| TASK STATEMENT |
Below are some records. Reproduce them exactly from their first line through the line with "8. Repeating the", inclusive.

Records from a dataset
Issue #3664, opened 2025-05-20
cached profile information with use of node.getProfile


JillieBeanSim:
**Describe the bug**

instead of node.getProfile we should use Profiles.loadNamedProfile to get the latest information about the profile from profilesCache to avoid having out of date information

**Expected behavior**

have up to date profile information for each action within Zowe Explorer

**Screenshots**

**Desktop (please complete the following information):**

- OS:
- Zowe Explorer Version:
- (Optional) Zowe CLI Version:
- (Optional) Do you have secure credentials enabled?
- (Optional) Are you using a custom credential manager?

**Additional context**

Issue #3662, opened 2025-05-20
ZE FileSystemProvider `stat` function throws the authentication error for correct credentials


hohy:
**Describe the bug**

When calling the `stat` function of the Zowe Explorer `FileSystemProvider` while logged out of the Authentication Service, a `FileSystemError` is thrown even though correct credentials are provided during the authentication prompt. The error indicates an authentication failure, but subsequent `stat` calls with the same parameters succeed without error.

**To Reproduce**

1. Open VSCode
2. Configure `zosmf` profile but DO NOT log in to Authentication Service
3. Call ZE FS provider with code similar to this
```ts
try {
  await vscode.workspace.fs.stat(
    vscode.Uri.parse(`zowe-ds:/${profileName}/${dsn}?fetch=true`)
  );
} catch (error) {
  vscode.window.showErrorMessage(error.stack);
}
```
4. Zowe Explorer prompts for login to the Authentication Service
5. Enter correct credentials
6. ZE displays Login to authentication service successful dialog.
7. Despite the successful login, the `stat` function throws the following error:
```
Error (FileSystemError): Rest API failure with HTTP(S) status 401 This operation requires authentication.
```
8. Repeating the same `stat` call with the same parameters returns the correct result without error.

**Expected behavior**
The initial `stat` call should succeed if correct credentials are provided during the authentication prompt, even if the user was not previously logged in. No error should be thrown in this scenario.

**Screenshots**

![Image](https://github.com/user-attachments/assets/784793e6-1077-4dae-b9da-d2bd9f00bbe3)

**Desktop (please complete the following information):**

- OS: macOC
- Zowe Explorer Version: 3.2.0
- (Optional) Zowe CLI Version:
- (Optional) Do you have secure credentials enabled?
- (Optional) Are you using a custom credential manager?

**Additional context**

traeok:
This behavior is seen because the current file system implementation does not retry requests after a user has acknowledge an authentication failure. The enhancement proposed in #3726 resolves this scenario and could serve as a general application for various functions in the filesystem.

Issue #3307, opened 2024-11-11
Consolidate profile facilities and improve caching efficiency


traeok:
**Is your feature request related to a problem? Please describe.**

Potentially related: #2577 #3303 

**Describe the solution you'd like**

We should reduce the amount of times we read from disk when using the `ProfilesCache` facility. We also should cache more information in the profiles cache, or at least cache both the `ProfilesCache` and `ProfileInfo` instances, re-using them wherever possible.

**Describe alternatives you've considered**

We can continue to use the facilities available in the codebase, but the issue of excessive profile I/O operations and the scattered function implementations will continue to fester until it becomes a primary bottleneck in some Zowe Explorer actions/operations.

PR #3673, opened 2025-05-29
Node cached profile fix

JillieBeanSim:
## Proposed changes

updated instances of node.getProfile() to use loadNamedProfile to get latest from ProfilesCache in ZE API
solution is zosmf and other extenders that return 401 specific atm, zftp bug raised due to not returning 401.
can test by opening a file within one of the trees, change creds to profile in another tree to incorrect and make a change in open file and save. Should be notified of invalid creds and accept to get prompted for correct creds then attempt to make change to file and save again.  Last attempt should be successful showing that the lowest tree nodes are grabbing updated profile information for z/OS actions

## Release Notes

Milestone: 3.2.2

Changelog: Fixed issue seen with out of date profile information tied to tree nodes. [#3664](https://github.com/zowe/zowe-explorer-vscode/issues/3664)

## Types of changes

## Checklist

**General**

**Code coverage**

**Deployment**

### DIFF
--- a/packages/zowe-explorer/src/utils/AuthUtils.ts
+++ b/packages/zowe-explorer/src/utils/AuthUtils.ts
@@ -62,7 +62,7 @@ export class AuthUtils {
 
             const authOpts: AuthPromptParams = {
                 authMethods: Constants.PROFILES_CACHE,
-                imperativeError: new imperative.ImperativeError({ msg: String(err), stack: err.stack }),
+                imperativeError: err as unknown as imperative.ImperativeError,
                 isUsingTokenAuth: await AuthUtils.isUsingTokenAuth(profile.name),
                 errorCorrelation,
             };


JillieBeanSim:
> Thanks @JillieBeanSim for your work on this!
> 
> I understand why we want to call `Profiles.getInstance().loadNamedProfile(node.getProfileName())` to obtain the latest version of the profile rather than a cached one. Would it be easier for us to update the implementation of `node.getProfile` so that we don't have to replace it everywhere?

Quickly trying a couple things with this approach and end up with numerous circular dependencies. I'll continue looking for a possible way other than what I have implemented here

packages/zowe-explorer-api/CHANGELOG.md
```diff
@@ -49,6 +49,7 @@ All notable changes to the "zowe-explorer-api" extension will be documented in t
 - Generalized and updated the README. [#3367](https://github.com/zowe/zowe-explorer-vscode/issues/3367)
 - Added ability to pass the `OverrideWithEnv` property to the `imperative.ProfileInfo` class when the setting "Override with Environment Variables" is enabled. When enabled, environment variables such as `ZOWE_OPT_USER` and `ZOWE_OPT_PASSWORD` take priority over properties specified in the team configuration. [#3591](https://github.com/zowe/zowe-explorer-vscode/pull/3591)
 - Implemented the `Paginator` class, providing a generic facility for extenders to paginate tree nodes within their own tree views. [#3585](https://github.com/zowe/zowe-explorer-vscode/pull/3585)
+- Added an optional parameter of ProfileCache instance to ZoweTreeNode.getProfile to fix an issue seen with out of date profile information within tree views. [#3664](https://github.com/zowe/zowe-explorer-vscode/issues/3664)
```
t1m0thyj: Should we use codeblocks here?
```suggestion
- Added an optional parameter of `ProfileCache` instance to `ZoweTreeNode.getProfile` to fix an issue seen with out of date profile information within tree views. [#3664](https://github.com/zowe/zowe-explorer-vscode/issues/3664)
```

anaxceron: @t1m0thyj -- yes, we should use backticks for both. We should also describe what `ZoweTreeNode.getProfile` is: " ... instance t the `ZoweTreeNode.getProfile` cat/car/bar to fix an issue ... "

traeok:
Thanks Billie for looking into this. I just saw your latest reply and wanted to ask while its fresh in my mind:

> found the issue with extenders at the file level, it lies in the error produced in FS Provider but authChecks are never called. making draft and will update to cover these scenarios

I was wondering if this error seen is related to #3662? I'm currently pursuing a fix that throws a more explicit error if the user cancels the authentication dialog shown from a call to the filesystem. It's meant to help extenders handle the case where the authentication prompt is cancelled. In combination with the retry functionality proposal in #3726, I'm thinking this may resolve some of the concerns encountered by extenders.

JillieBeanSim:
Hey @traeok I found the changes I had in FSProvider isn't needed, just an update in AuthUtils we used to check for 401 error string but now only check for errCode.  The FTP ext will still need update to add an error handler and return a 401 error instead of pass failed error but fixes other extenders that are recently broke. So @t1m0thyj 's part makes sure nodes all throughout each tree are grabbing the latest profile information and this addition makes sure to handle all instances of 401 error returned as we used to only rely on the string but had changed to only rely on error code.  Now we check for both

packages/zowe-explorer-api/src/tree/ZoweTreeNode.ts
traeok, line 1: I'm not necessarily opposed to this change if we want to support different/multiple profile caches, but if we have to pass an optional cache here to resolve extender issues, this suggests that the same "Profiles" instance is not used amongst Zowe Explorer and all its extenders. 

I think #3307 was aimed to resolve this, but I see it was closed as stale. Should we reopen it to address this problem more broadly? I think for a complete resolution, it would involve breaking changes, but it could be done for v4. Maybe then we could consider the idea of code-base dependency injection for the profiles cache, so that same instance can be more easily passed around/reused rather than depending on a single instance (which could be considered tight coupling).

packages/zowe-explorer-api/CHANGELOG.md
```diff
@@ -49,6 +49,7 @@ All notable changes to the "zowe-explorer-api" extension will be documented in t
 - Generalized and updated the README. [#3367](https://github.com/zowe/zowe-explorer-vscode/issues/3367)
 - Added ability to pass the `OverrideWithEnv` property to the `imperative.ProfileInfo` class when the setting "Override with Environment Variables" is enabled. When enabled, environment variables such as `ZOWE_OPT_USER` and `ZOWE_OPT_PASSWORD` take priority over properties specified in the team configuration. [#3591](https://github.com/zowe/zowe-explorer-vscode/pull/3591)
 - Implemented the `Paginator` class, providing a generic facility for extenders to paginate tree nodes within their own tree views. [#3585](https://github.com/zowe/zowe-explorer-vscode/pull/3585)
+- Added an optional parameter of `ProfileCache` instance to `ZoweTreeNode.getProfile` to fix an issue seen with out of date profile information within tree views. [#3664](https://github.com/zowe/zowe-explorer-vscode/issues/3664)
```
traeok:
```suggestion
- Added an optional `profilesCache` parameter to `ZoweTreeNode.getProfile` to fix an issue seen with out of date profile information within tree views. When provided, the tree node uses that cache to obtain profile information. [#3664](https://github.com/zowe/zowe-explorer-vscode/issues/3664)
```

packages/zowe-explorer/__tests__/__unit__/trees/dataset/ZoweDatasetNode.unit.test.ts
traeok, line 1: Thanks for refactoring this test case to avoid `Object.defineProperty`, I know there are several across our tests but every change helps 😋

packages/zowe-explorer/__tests__/__unit__/trees/job/JobActions.unit.test.ts
```diff
@@ -999,7 +999,7 @@ describe("Jobs Actions Unit Tests - Function submitMember", () => {
                     }
                 );
             }
-            expect(mocked(Profiles.getInstance)).toHaveBeenCalledTimes(2 * (o + 1));
+            expect(mocked(Profiles.getInstance)).toHaveBeenCalledTimes(4 * (o + 1) + 2);
```
traeok, line 1002: (question) I'm wondering if doing a `mockClear` on `mocked(Profiles.getInstance)` before the for loop would cause the number of calls to satisfy the previously-expected value in the test. Not explicitly requesting changes for this as there may be additional context for why the number of calls has increased.

packages/zowe-explorer/__tests__/__unit__/trees/uss/USSTree.unit.test.ts
```diff
@@ -861,6 +861,7 @@ describe("USSTree Unit Tests - Function filterBy", () => {
         const blockMocks = await createBlockMocks();
         globalMocks.isUsingTokenAuth.mockResolvedValueOnce(true);
         const sessionWithCred = createISession();
+        globalMocks.mockProfilesInstance.loadNamedProfile.mockReturnValue({ name: "ussTestSess2" } as any);
```
traeok: I think we should try to fully stub test profiles (when possible) to ensure proper processing for the tree node logic:

```suggestion
        globalMocks.mockProfilesInstance.loadNamedProfile.mockReturnValue(createIProfile());
```

This ensures that name, type, etc. are present in the profile object before a function tries to do logic on it. Ran into a similar issue with tests missing that data in #3727

packages/zowe-explorer-api/src/tree/ZoweTreeNode.ts
```diff
@@ -74,8 +75,11 @@ export class ZoweTreeNode extends vscode.TreeItem {
      *
      * @returns {imperative.IProfileLoaded}
      */
-    public getProfile(): imperative.IProfileLoaded {
-        return this.profile ?? this.getParent()?.getProfile();
+    public getProfile(profilesCache?: ProfilesCache): imperative.IProfileLoaded {
```
traeok, line 78: I noticed that the function definition was updated for this class but the interface is not. Do we want to allow extenders to pass this `profilesCache` to `getProfile` in their own tree node implementations?

packages/zowe-explorer/src/utils/AuthUtils.ts
```diff
@@ -61,7 +62,7 @@ export class AuthUtils {
                 await AuthHandler.waitForUnlock(profile);
             } else {
                 // Lock the profile and prompt the user for authentication by providing login/credential prompt options.
-                await AuthHandler.lockProfile(profile, authOpts);
+                await AuthHandler.lockProfile(profile, authOpts as any);
```
traeok: If `authOpts` should be of type `AuthPromptParams`, so the `as any` cast is not required here

traeok (commented):
Thanks for working on this Billie! I'm mostly requesting changes because of the `as any` cast in production code, would like to avoid that if necessary. Also left a couple comments to consider for future ZE versions/changes

packages/zowe-explorer-api/src/tree/ZoweTreeNode.ts
JillieBeanSim: @traeok In the Zowe Explorer trees the same cache is used for all registered with the trees.  for extenders using the APIs to initialize their own trees, they would need to adopt the changes in the ZE API and pass their profiles cache to the request.

traeok: Thanks for the clarification. You're right that for the trees registered directly within Zowe Explorer, the same cache is used. My concern is more about how this works for extenders and the potential for data inconsistency when they consume our APIs. I agree with your changes to workaround the issue, I'm just suggesting that the root cause is more involved.

I believe the core issue is that the `ProfilesCache` is not a singleton - so it does not enforce that the same instance is used by extenders. If we are noticing a desync that's resolved by providing our Profiles instance (rather than what's exposed to extenders), this suggests that the way the profiles cache is currently handled or exposed in Zowe Explorer is causing desync. If all extenders and Zowe Explorer used the same profiles cache, there wouldn't be a desync because we'd always be using the latest profiles.

Happy to discuss more in a GH discussion or offline - I'm not requesting for changes here, just wondering if we should reopen & revisit the issue I linked. I believe a more robust, long-term (v4) solution would be to refactor ProfilesCache into a singleton and expose the singleton instance through the Zowe Explorer API register, guaranteeing that Zowe Explorer and all its extenders share a single, consistent cache.

JillieBeanSim: that discussion can be for a v4 change but I don't think we can accomplish that kind of change in a non breaking way but open for discussion. This solution is the least invasive way to make sure that the latest profile info is being pulled since the nodes themselves were not getting updated, especially at the file level if the file was previously opened in the editor

traeok: I agree that it would need to be done as a breaking change in v4 (see initial comment).

You may want to see if #3735 resolves some of the behavior you're seeing. I found another getter for the profiles cache in ZE API where we keep making new ProfilesCache instances. I could see this contributing to the desync because we use it in multiple places in the API, and its not the same instance as the one we expose from Zowe Explorer.

packages/zowe-explorer/src/utils/AuthUtils.ts
JillieBeanSim: the previous code that you were the author of is trying to pass an Error as an ImperativeError causing the type to not match, even using `as unknown as AuthPromptParams` caused build error. not sure why the build error didn't show until I made a change to the file 🤔 
If I set the type in the assignment I get the error, but will look into fixing it.
Screenshot 2025-06-27 at 11 31 54 AM

traeok: Maybe there's something strange going on with how TypeScript is interpreting the types - as you can see on line 36 in the function we do an `instanceof` check to make sure that `err` is an ImperativeError, then we pass it into `authOpts`. I don't have the build error on my end, not sure what's going on here... 😕 

Since the `instanceof` check has to pass before we build these options, try casting `err as imperative.ImperativeError`, that should have the same effect and is considered a valid cast.

traeok: What's strange is, my IntelliSense shows `err` is the right type for me:

image

And it compiles even if I add `: AuthPromptParams` after `const authOpts` (no errors during webpack):

image

packages/zowe-explorer/__tests__/__unit__/trees/uss/USSTree.unit.test.ts
JillieBeanSim: addressed but a bit diff since test looking for particular profile name

packages/zowe-explorer/src/utils/AuthUtils.ts
JillieBeanSim: hope what i pushed is a good solution, tested and all still works as expected

packages/zowe-explorer/__tests__/__unit__/trees/job/JobActions.unit.test.ts
JillieBeanSim: clearing mocks doesn't change anything here

packages/zowe-explorer/src/utils/AuthUtils.ts
JillieBeanSim: there are 2 checks now in the check other than instance check, an existing and the one I added
err.message.includes("All configured authentication methods failed"))) ||
            err.message.includes("HTTP(S) status 401")

traeok: Ah I see the problem. We should do an instanceof check to make sure it's an Imperative error (from the RestClient) and then do the message comparison. But since the error is expected to be an ImperativeError for the auth prompts, I think the initial authOpts object is valid.

packages/zowe-explorer/src/utils/AuthUtils.ts
```diff
@@ -33,10 +42,11 @@ export class AuthUtils {
...
         if (
-            err instanceof imperative.ImperativeError &&
-            profile != null &&
-            (Number(err.errorCode) === imperative.RestConstants.HTTP_STATUS_401 ||
-                err.message.includes("All configured authentication methods failed"))
+            (err instanceof imperative.ImperativeError &&
+                profile != null &&
+                (Number(err.errorCode) === imperative.RestConstants.HTTP_STATUS_401 ||
+                    err.message.includes("All configured authentication methods failed"))) ||
+            err.message.includes("HTTP(S) status 401")
```
traeok, line 49: Let's include the new message check beside the other one so the `instanceof` check is still satisfied:

```suggestion
            (err instanceof imperative.ImperativeError &&
                profile != null &&
                (Number(err.errorCode) === imperative.RestConstants.HTTP_STATUS_401 ||
                    err.message.includes("All configured authentication methods failed") || err.message.includes("HTTP(S) status 401"))
            )
```

packages/zowe-explorer/src/utils/AuthUtils.ts
```diff
@@ -50,9 +60,9 @@ export class AuthUtils {
                 },
             });
 
-            const authOpts = {
+            const authOpts: AuthPromptParams = {
                 authMethods: Constants.PROFILES_CACHE,
-                imperativeError: err,
+                imperativeError: err as unknown as imperative.ImperativeError,
```
traeok, line 65: With the suggestion above, this is no longer necessary. Also, casting `err` as `unknown as imperative.ImperativeError` does get rid of the error, but its just a more explicit way of doing `as any` because it discards the type of the original parameter

traeok:
```suggestion
                imperativeError: err,
```

packages/zowe-explorer/src/utils/AuthUtils.ts
JillieBeanSim: @traeok the requirement of the error to be an imperative error as of 7 months ago when change was implemented would be considered a breaking change if extenders are returning errors straight from the rest api right?

traeok: Sorry if I've inspired any confusion, we have been casting all incoming errors as an `imperativeError` since v3.0.0 just based on the presence of `mDetails`, see here: https://github.com/zowe/zowe-explorer-vscode/blob/72bbc17b4fbc27b53f605613998f2bc7e07120e4/packages/zowe-explorer/src/utils/AuthUtils.ts#L30-L31

The way this was being cast is not a safe assumption because it assumes the error is an ImperativeError just based on the presence of that property. But this also confirms that our logic has checked for Imperative errors before handling authentication, at least since v3 was released and maybe even back in v2 (would need to double-check).

> if extenders are returning errors straight from the rest api right?

Errors from the RestClient are Imperative errors, in addition the logic in `AuthUtils.errorHandling` had a similar check to see if it was an Imperative error before handling authentication:

https://github.com/zowe/zowe-explorer-vscode/blob/72bbc17b4fbc27b53f605613998f2bc7e07120e4/packages/zowe-explorer/src/utils/AuthUtils.ts#L29

packages/zowe-explorer/src/utils/AuthUtils.ts
traeok: Please disregard, we've been incorrectly casting errors as imperative errors since v3 release, so might as well keep the cast in place to avoid breaking changes...

packages/zowe-explorer/__tests__/__unit__/trees/job/JobActions.unit.test.ts
traeok: You had mentioned in a previous comment that the `loadNamedProfile` is called more now. That explains the increase in calls. Thanks for clarifying.

packages/zowe-explorer/src/utils/AuthUtils.ts
traeok: I updated in the comment below, you could consider it a bug that we've always been casting errors as imperative errors (since v3 release), doing an instanceof check is more proper... but it depends on whether you want to consider that a breaking change or just doing a proper check (bug fix)

Either way, feel free to keep the solution as is, thanks for digging into the checks/workarounds

traeok (approved):

zFernand0 (approved):
LGTM! 😋 
---
Apologies for the delay on this PR 🙏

| OUTPUT FOR THIS EXERCISE |
Issue #3664, opened 2025-05-20
cached profile information with use of node.getProfile


JillieBeanSim:
**Describe the bug**

instead of node.getProfile we should use Profiles.loadNamedProfile to get the latest information about the profile from profilesCache to avoid having out of date information

**Expected behavior**

have up to date profile information for each action within Zowe Explorer

**Screenshots**

**Desktop (please complete the following information):**

- OS:
- Zowe Explorer Version:
- (Optional) Zowe CLI Version:
- (Optional) Do you have secure credentials enabled?
- (Optional) Are you using a custom credential manager?

**Additional context**

Issue #3662, opened 2025-05-20
ZE FileSystemProvider `stat` function throws the authentication error for correct credentials


hohy:
**Describe the bug**

When calling the `stat` function of the Zowe Explorer `FileSystemProvider` while logged out of the Authentication Service, a `FileSystemError` is thrown even though correct credentials are provided during the authentication prompt. The error indicates an authentication failure, but subsequent `stat` calls with the same parameters succeed without error.

**To Reproduce**

1. Open VSCode
2. Configure `zosmf` profile but DO NOT log in to Authentication Service
3. Call ZE FS provider with code similar to this
```ts
try {
  await vscode.workspace.fs.stat(
    vscode.Uri.parse(`zowe-ds:/${profileName}/${dsn}?fetch=true`)
  );
} catch (error) {
  vscode.window.showErrorMessage(error.stack);
}
```
4. Zowe Explorer prompts for login to the Authentication Service
5. Enter correct credentials
6. ZE displays Login to authentication service successful dialog.
7. Despite the successful login, the `stat` function throws the following error:
```
Error (FileSystemError): Rest API failure with HTTP(S) status 401 This operation requires authentication.
```
8. Repeating the same `stat` call with the same parameters returns the correct result without error.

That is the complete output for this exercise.